I'm currently tuning up a Rockwell 14 bandsaw that I got from CL for $50. (Hoo-rah!) The tires are ok, but do have some depressions in them, and are the original rubber. I figure while I've got the thing in service, so to speak, it might be time to put on some urethane tires. A quick search of Ebay turned up this offer, which seems to be from a manufacturer. Feedback on Ebay is good, and there are plenty of them sold, and the price is dirt cheap, but before I spring and go through the trouble of getting the tires on the saw and all that, I'm curious if anybody here has used them. Any good or is this a get-what-you-pay-for scenario? The cheap part of me wants to believe that I really can buy 2 decent quality tires for less than half the price of 2 tires purchased elsewhere. Also, the manufacturer is apparently in Jersey, so I'm kind of supporting a local business, I guess. (Although for all I know he's just reselling Chinese tires or something.) Any thoughts on these?

Blue Max Tires on Ebay.


----------



## Loren (May 30, 2008)

I wouldn't rush to replace the rubber tires personally - 
you can turn the bottom one true using the motor
to drive the wheel. The upper tire you need a 
helper to hold a portable drill with a rubber sanding
drum chucked in it to spin the wheel while you
turn it true. A spindle gouge works well.

Other than that, there's nothing wrong with the
new urethane tires. When the rubber tires fall off
my INCA band saw I'll get urethane ones. They
are presently cracked badly and the saw cuts 
strong and true with cracked tires.


----------



## blackcherry (Dec 7, 2007)

I just replace my tires about a month ago and these urethane tire have worked wonderfully so far and the price is way better than most manufacturers…http://shop.sgtool.com/Urethane-Band-Saw-Tires_c5.htm ...good luck BC


----------



## Wildwood (Jul 22, 2012)

Not sure color of urethane makes a difference bought orange set from Hartville tool on sale couple years ago, ended up costing me just $4.00 more with shipping than OEM rubber tires.

http://www.amazon.com/URETHANE-BAND-TIRES-WIDE-DIAMETER/dp/B000H69UKI

Carter tires are blue and have to buy two tires they don't come in a set. Buying a set of tires obliviously cheaper. So shop around for best price on set plus shipping.

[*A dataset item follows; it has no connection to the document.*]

PR #231, opened 2026-06-09
ESP-IDF: build Pouch using the idf component manager

szczys:
This implements the minimum number of changes necessary to build Pouch using the IDF component manager.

Advise taking wheels off bandsaw to clean off old tires and mounting new tires. Soak new tires in warm water for ten to fifteen minutes before mounting. I installed both tires on wheels without tools. Urethane tires will form a grown little later by themselves and do not require glue.


----------



## Surfside (Jun 13, 2012)

I am using blue urethane tires. Works best for me so far. Try to check http://bandsawtires.com/ . Hope they got something for you.


----------



## bandsawtirewarehouse (Sep 10, 2014)

> Hey all,
> 
> I m currently tuning up a Rockwell 14 bandsaw that I got from CL for $50. (Hoo-rah!) The tires are ok, but do have some depressions in them, and are the original rubber. I figure while I ve got the thing in service, so to speak, it might be time to put on some urethane tires. A quick search of Ebay turned up this offer, which seems to be from a manufacturer. Feedback on Ebay is good, and there are plenty of them sold, and the price is dirt cheap, but before I spring and go through the trouble of getting the tires on the saw and all that, I m curious if anybody here has used them. Any good or is this a get-what-you-pay-for scenario? The cheap part of me wants to believe that I really can buy 2 decent quality tires for less than half the price of 2 tires purchased elsewhere. Also, the manufacturer is apparently in Jersey, so I m kind of supporting a local business, I guess. (Although for all I know he s just reselling Chinese tires or something.) Any thoughts on these?
> 
> ...





> Hey all,
> 
> I m currently tuning up a Rockwell 14 bandsaw that I got from CL for $50. (Hoo-rah!) The tires are ok, but do have some depressions in them, and are the original rubber. I figure while I ve got the thing in service, so to speak, it might be time to put on some urethane tires. A quick search of Ebay turned up this offer, which seems to be from a manufacturer. Feedback on Ebay is good, and there are plenty of them sold, and the price is dirt cheap, but before I spring and go through the trouble of getting the tires on the saw and all that, I m curious if anybody here has used them. Any good or is this a get-what-you-pay-for scenario? The cheap part of me wants to believe that I really can buy 2 decent quality tires for less than half the price of 2 tires purchased elsewhere. Also, the manufacturer is apparently in Jersey, so I m kind of supporting a local business, I guess. (Although for all I know he s just reselling Chinese tires or something.) Any thoughts on these?
> 
> ...


----------



## MrUnix (May 18, 2012)

If you still have good rubber, you can re-crown them like Loren pointed out. There is many a heated debate as to which is better, rubber or urethane, but either will work just fine on a 14" saw. If you do replace them, you can get a set of urethane tires off Amazon for around $25. Not sure what the difference is between the blue and orange other than color.. but the orange really looks good against the delta grey/green/blue machine color 










Cheers,
Brad


----------



## wapakfred (Jul 29, 2011)

I'd go ahead and replace them. The ones you linked in your original message are probably as good as any. Be aware, installing urethane tires is pretty much a PITA, but well worth it (IMHO). Just remember: warm soapy water…....


----------



## Twon (Dec 8, 2014)

One thing to look out for I picked up a Carter tire for my jet bandsaw , the Carter tires are only 7/8 " wide, my wheel is 1" as was the old rubber tire I believe the blue max are 1 inch and I am anxious to try those as the Carter tire is too narrow conversely if you buy too wide a tire you will have to trim it so make sure you confirm your wheel width


----------